For an author who only published six novels (the posthumous Sanditon is a partial novel not published until recently), Jane Austen’s Regency-era fiction has immense staying power. Not only have her books spawned innumerable fan-fiction items, works such as Pride and Prejudice now have sequels, prequels, and spinoffs. Many of these works continue Austen’s characters’ stories or take those characters down fictional side roads.
Then there are the zombies (Pride and Prejudice), vampires (Emma, Jane Bites Back) and sea monster send-offs (Sense and Sensibility). Starting about 2009, the idea of creating a mashup of Austen and a horror icon took root, beginning with Pride and Prejudice and Zombies. One could argue that this trend has continued with other historical figures such as Abraham Lincoln and Edgar Allen Poe in computer games, movies, and fiction.
Saving Jane Austen belongs with those novels, but it’s quite different in approach and content. Daniel Curzon takes a decidedly satirical view of Ms. Austen and her writing style, crafting a novel composed of e-mails between the cryogenically frozen and revived head of the famous authoress and an elderly American rare books dealer (now retired) named Aubrey Oxbridge, president of the What Would Jane Austen Do club.

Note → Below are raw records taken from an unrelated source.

PR #1160, opened 2017-05-29
Simplify Section#publish!

chrisroos:
Inlining `Section#published_edition` made it clear that the `Section#publish!` method was more complicated than it needed to be.


app/models/section.rb
```diff
@@ -123,19 +123,10 @@ def attachments
...
-
-      if most_recent_non_draft && most_recent_non_draft.published?
-        published_edition = most_recent_non_draft
+      if previous_edition && previous_edition.published?
+        previous_edition.archive
       end
 
-      published_edition.archive if published_edition
-
       latest_edition.publish
```
floehopper: This all makes sense to me, but it's pretty hard to be sure that the new implementation is correct. I think it might help to refer to [the examples for this method][1] from the commit note and either confirm that they provide sufficient coverage or add more coverage.

[1]: https://github.com/alphagov/manuals-publisher/blob/4d6f8b02f034b2e39746b22dae658c408b640220/spec/models/section_spec.rb#L528-L562

chrisroos:
Thanks @floehopper. I'm _fairly_ confident I haven't changed the behaviour of this method so I'm happy to merge it without checking any further.

PR #1169, opened 2017-05-31
Remove Section#has_ever_been_published?

chrisroos:
This follows on from PR #1159 and replaces the final use of `Section#has_ever_been_published?` before then removing the method.

### DIFF
--- a/spec/view_adapters/section_view_adapter_spec.rb
+++ b/spec/view_adapters/section_view_adapter_spec.rb
@@ -1,0 +1,48 @@
+require "spec_helper"
+
+RSpec.describe SectionViewAdapter do
+  let(:manual) { Manual.new(title: 'manual-title') }
+  let(:section) { manual.build_section(title: 'section-title') }
+
+  subject do
+    described_class.new(manual, section)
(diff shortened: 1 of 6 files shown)


spec/view_adapters/section_view_adapter_spec.rb
```diff
@@ -0,0 +1,37 @@
...
+    it 'returns true if section is not first edition and is published' do
+      section.publish!
+      section.save
+      section.update(title: 'new-section-title')
+
+      expect(subject).to be_draft
+      expect(subject).to_not be_first_edition
+      expect(subject.accepts_minor_updates?).to be(true)
+    end
+  end
```
floehopper: Minor: Is it worth including the final logical combination, i.e. not first edition and published?

chrisroos: I've updated the first commit to include this test.

chrisroos:
Thanks for the review, @floehopper. I've modified the first commit based on your feedback, rebased on master and force pushed in preparation for merging.

PR #1170, opened 2017-06-02
Avoid unnecessary variable assignment in Section methods

chrisroos:


chrisroos:

PR #1178, opened 2017-06-23
Remove govuk_content_models reference

alecgibson:
This app no longer depends on `govuk_content_models`, so remove
a comment referring to it.

### Trello

https://trello.com/c/9Ho9O9Yo/219-epic-retire-govukcontentmodels


floehopper:
I've added [a new issue](https://github.com/alphagov/manuals-publisher/issues/1179) to suggest removing the version constraint on the govspeak gem now that it is no longer needed.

More than this, by way of summation, would spoil the fun.
Curzon’s Jane Austen retains her era’s viewpoint on matters public and private. Her lack of a body to which her head can be attached—and the limitations thereby forced on her—doesn’t stop her from getting back to writing. What she produces is a dizzying blend of nineteenth-century British society and modern life that seems to want to go in two directions at once. It’s also hilarious.
Curzon is very adept at taking on the Austen writing style and melding it with a contemporary story of a woman transported into the future who must learn to adapt. This novel mirrors Austen’s focus on Regency-era class divisions and social manners by bringing in several topics of current concern (gender identity, neo-Nazis, immigrants, and longer lifespans) to replace them. The result is a roller-coaster ride, chuckle-per-page gem that will probably outrage “true” Austen fans and delight readers who can handle humorous approaches to famous authors. Satire is an acquired taste, and one which Curzon uses to great effect.
This is not a beach read by any means (one must know at least the basics about Austen to get the majority of the humor): Saving Jane Austen is a novel best enjoyed by readers who like guilty pleasures. It’s a book well worth savoring.